• [PROBLEM]: Your answer should be one number: the count of lines in the data below that include "closeModal".

[Saved entries]
PR #67, opened 2018-07-04
Feat/s1.6.3 request for leave

kirsty-unosquare:
Requesting holidays is now working. The date picker looks horrible but gonna separate it into another branch, a lot of work still to do on it. But in this PR:
 - new modal wrapper within common
 - Booking modal component, shows after selecting a day on calendar.
 - New datepicker currently working only for ios devices. Will be continuing on another branch.
 - Logic for the requesting holidays.


NativeApp/src/components/Home/container.js
```diff
@@ -18,20 +21,112 @@ export default Container => class extends Component {
...
+        booking: {
+          ...prevState.booking,
+          endDate: formatEndDate,
+        },
+      }));
+    }
+
+    closeModal = () => {
+      const { showModal } = this.state;
+      this.setState({ showModal: !showModal });
```
d1wilko: should we change `!showModal` to `false` here?
I appreciate that if the modal is open `showModal` should be `true` - but I'm just wary incase future code messes that state setting up.

NativeApp/src/components/Home/container.js
```diff
@@ -18,20 +21,112 @@ export default Container => class extends Component {
...
+      dates.push(endDate);
+
+      return dates;
     }
 
     formatDate = data => data.reduce((obj, item) => {
       const holidayStatus = this.holidayStatus(item.holidayStatusId);
-      obj[item.start] = { textColor: 'white', color: holidayStatus };
+      const dates = this.enumerateDaysBetweenDates(item.start, item.end);
+      for (let i = 0; i < dates.length; i += 1) {
```
d1wilko: could this not be done as a foreach loop? much nicer syntax

d1wilko (changes requested):
Nice code - just 2 suggestions

NativeApp/src/components/Home/container.js
kirsty-unosquare: Good point! Safer to set it to false.

NativeApp/src/components/Home/container.js
kirsty-unosquare: Can't see why it couldn't.

kirsty-unosquare:
@d1wilko Got those changes up.

d1wilko (approved):
looks great :)

PR #68, opened 2018-07-04
Updates endpoints to work with new back-end and fixes any bugs raised from the update

William-Unosquare:
- Updates endpoint calls to send data matching the updated dtos.
- Adds a workaround currently for there being no employee object being turned from a holiday request.
- Fixes up multi-day holidays in the calendar... they now show as one block, or event, spanning multiple days.


web-app/src/hoc/Layout/container.js
```diff
@@ -0,0 +1,63 @@
...
+  faTachometerAlt,
+  faUnlockAlt,
+} from '@fortawesome/fontawesome-free-solid';
+
+export default Wrapped =>
+  class extends Component {
+    constructor(props) {
+      super(props);
+      this.state = {
+        menuItems: [
```
bgribz: Why is this being stored in state?

bgribz (changes requested):
Just a small query

web-app/src/hoc/Layout/container.js
William-Unosquare: I brought this up before with @paul-matchett in a previous PR. I suggested moving it into a nav config. His reasoning was because thinks it would be useful in the future if the user could modify their sidebar to suit their needs. (Pin pages, and whatnot)

I said it was grand because of the reasoning but looking back now I think it's maybe a bit premature to have it in the state.

bgribz: Yeah, I can't see it needing to be modified anytime soon, think it's best stored elsewhere 👍

William-Unosquare: @bgribz I'll fix this in another branch as it's not the focus of this PR.

bgribz (approved):

PR #70, opened 2018-07-05
Added controller for retrieving employee roles

peter-drysdale:
Added controller for retreiving employee roles, still using enums at this stage but available to front end devs for now


BrownMark:
I'm not sure what driver is for this.

peter-drysdale:
It wasn't there. If it shouldn't be there anyway that's fine, but if it ought to be there then there's a branch for it.

PR #71, opened 2018-07-05
Feature/input validation

paulmatchett:
Input validation added to booking modal


web-app/src/components/BookingModal/index.js
```diff
@@ -1,102 +1,131 @@
...
+    );
+
+  // const getTotalDays = () => {
+  //   if (booking.form.isWFH.value) {
+  //     return '0';
+  //   }
+  //   return (
+  //     Math.floor(booking.duration) / (booking.form.isHalfday.value ? 2 : 1)
+  //   );
+  // };
```
William-Unosquare: Remove unused code

web-app/src/components/BookingModal/index.js
```diff
@@ -1,102 +1,131 @@
...
+  showModal: PT.bool.isRequired,
+  booking: PT.object.isRequired,
+  closeModal: PT.func.isRequired,
+  formChanged: PT.func.isRequired,
+  requestHoliday: PT.func.isRequired,
+  cancelHoliday: PT.func.isRequired,
+  //changeEnd: PT.func,
+  //changeHalfday: PT.func,
+  //takenHolidays: PT.array,
+  //changeWFH: PT.func,
```
William-Unosquare: Remove unused code

William-Unosquare (changes requested):
Some commenting needing removed here. I'd hold off on merging this until we can go over this a bit more tomorrow. It's tough to put together in my head looking at these changes. But I strongly suspect a lot of this can be abstracted away into their own components in a more reusable way.

web-app/src/components/BookingModal/index.js
paulmatchett: I kept this commented as a why to remind me to ask you what it was for. The value that this function returns is already being handled in and contained booking.duration? But yes, we can talk about this tomorrow.

web-app/src/components/BookingModal/index.js
```diff
@@ -1,102 +1,118 @@
...
   } = props;
 
-  const getActions = () => (
-    booking.title ?
+  const getActions = () =>
+    booking.title ? (
       <ButtonWrap>
-        <Button id="updateHolidayBtn" onClick={updateHoliday} label={'Update'} />
-        <Button id="cancelHolidayBtn" onClick={cancelHoliday} label={'Cancel Booking'} />
+        <Button
```
ghost, line 30: Quite a big ternary here. This could be broken down a bit more with logic inside the button component.

paulmatchett: Yeah, I totally agree. I'll update it now. thanks

web-app/src/components/BookingModal/index.js
```diff
@@ -1,102 +1,118 @@
...
+    let cssClass = '';
+    if (booking.duration == 0) {
+      cssClass = 'workingFromHome';
+    } else if (booking.duration == 0.5) {
+      cssClass = 'bookingHalfDay';
+    }
+    return cssClass;
   };
 
+  let form = (
```
bgribz, line 62: Could use `const` here as it doesn't seem to ever change. But better again, this should be split out into its own component.

web-app/src/pages/Dashboard/container.js
```diff
@@ -219,25 +426,23 @@ const DashboardContainer = Wrapped =>
...
+            formChanged={(event, id) => this.handleFormChange(event, id)}
             userDetails={this.state.userDetails}
             requestHoliday={this.submitHolidayRequest}
             takenHolidays={this.state.takenHolidays}
             updateHoliday={() => this.updateHoliday(false)}
             cancelHoliday={() => this.updateHoliday(true)}
-            changeWFH={this.changeWFH}
             {...this.state}
             {...this.props}
           />
```
bgribz, line 448: This isn't really a concern for this PR, but holy crap! A ~450 line JS file!

I think this is an indication that we need to review how we're composing components.

bgribz (changes requested):

web-app/src/pages/Dashboard/container.js
paulmatchett: Totally agree. I'm new to react so any guidance would be greatly appreciated. ps this was a large file before I came along.

web-app/src/components/BookingModal/index.js
paulmatchett: Will update this. thanks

• [SOLUTION FOR THIS EXERCISE]: 2